So thank you very much. We are now open to take your questions.
[Operator Instructions] The first question is from Philippe Lorrain of Berenberg.
I'm going to start with a question on the net debt to EBITDA. And thanks, Matthias, for precising that your credit agreement is based on frozen GAAP. I was just wondering whether, in this environment, you would consider, perhaps, at some point, to cut the dividend just in order to make sure that there won't be any problem on the covenant side.

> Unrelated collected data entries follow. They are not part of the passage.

PR #1413, opened 2023-09-20
fix bugs related to comments

### LINKED ISSUE #1412: Problems with editing/deleting root comment
After making a root-level comment (i.e. not replying to an existing comment), the comment cannot be deleted:

```state_handler.ts:192 TypeError: Cannot read properties of undefined (reading 'uuid')``` 

Editing behavior is also inconsistent, but less reproducible than the deletion bug.

### PR DESCRIPTION
**Pull request by mjren23**
- contains fix for preobservers not stopping the propagation to child observers in case of a deleted key 
- fixes multiple comments being allowed on the same selection of text 

fixes #1412

### DIFF
--- a/polynote-frontend/polynote/state/state_handler.test.ts
+++ b/polynote-frontend/polynote/state/state_handler.test.ts
@@ -1,4 +1,4 @@
-import {noUpdate, ObjectStateHandler, setProperty, setValue} from ".";
+import {noUpdate, ObjectStateHandler, removeKey, setValue} from ".";
 import {ProxyStateView} from "./state_handler";
 import {deepCopy} from "../util/helpers";
 
@@ -279,9 +279,11 @@ describe("ObjectStateHandler", () => {
             let preObserver = extraObjFieldLens.addPreObserver(preListener);
 
             handler.update((oldState) => {
-                let stateToUpdate = {...oldState};
-                delete stateToUpdate["extraField"]["extraObj"]
-                return stateToUpdate;
+                return {
+                    extraField: {
+                        extraObj: removeKey<any, any>("extraObjField")
+                    }
+                };
             });
 
             expect(preListener).toHaveBeenCalledTimes(1);
--- a/polynote-frontend/polynote/state/state_handler.test.ts
+++ b/polynote-frontend/polynote/state/state_handler.test.ts
@@ -15,7 +15,8 @@ interface TestState {
         objStr: string
         objNum: number
         maybeObjStr?: string
-    }
+    },
+    extraField: Record<string, any>
 }
 
 const initialState: TestState = {
@@ -30,6 +31,11 @@ const initialState: TestState = {
         },
         objStr: "yup",
         objNum: 4
+    },
+    extraField: {
+        extraObj: {
+            extraObjField: "hello"
+        }
     }
 }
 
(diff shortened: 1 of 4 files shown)

### CODE REVIEW

**Review by jeremyrsmith — APPROVED** [review]
Looks good!

File: polynote-frontend/polynote/ui/component/notebook/cell.ts [hunk 1]
```diff
@@ -806,11 +806,9 @@ abstract class MonacoCell extends Cell {
...
             if (model) {
                 const range = new PosRange(model.getOffsetAt(evt.selection.getStartPosition()), model.getOffsetAt(evt.selection.getEndPosition()));
-                if (evt.selection.getDirection() === SelectionDirection.RTL) {
-                    this.cellState.updateField("currentSelection", () => range.reversed)
-                } else {
-                    this.cellState.updateField("currentSelection", () => range)
-                }
+                // Monaco guarantees that the position from Selection.getStartPosition() will be before or
+                // equal to Selection.getEndPosition(), so we don't need to worry about selection direction
+                this.cellState.updateField("currentSelection", () => range)
```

Yes, thanks for the question, Philippe. [Foreign Language] Of course, today, I cannot fully answer the question and you wouldn't expect me to because there's a very formal process around how you arrive at a dividend proposal. But to give you some color, let me phrase it like that. Given the current situation of the company and the market environment, both Alex and I will carefully rediscuss the company's approach to the dividends for this year and the overall dividend policy in due course. So that discussion still needs to take place. Bear with us on that. Today, it's too early to conclude on that. But what I would like to express is that we have given this topic some thought already, and we'll have a profound discussion with our Board of Directors around this.
The next question is from Christian Ludwig of Bankhaus Lampe.
I've got a question on the restructuring measures. Could you give us an indication of what kind of cash out these restructuring measures you have now put underway are going to cost this year and next year and what kind of positive effect you expect, the kind of size? In your outlook, you're looking at a European truck market which you believe is going to be flat next year. I mean other peers in that area are talking about minus 10% to minus 20%. So potentially, 2020 could be much worse than you are currently predicting, so there might be more to come. What's your view on that?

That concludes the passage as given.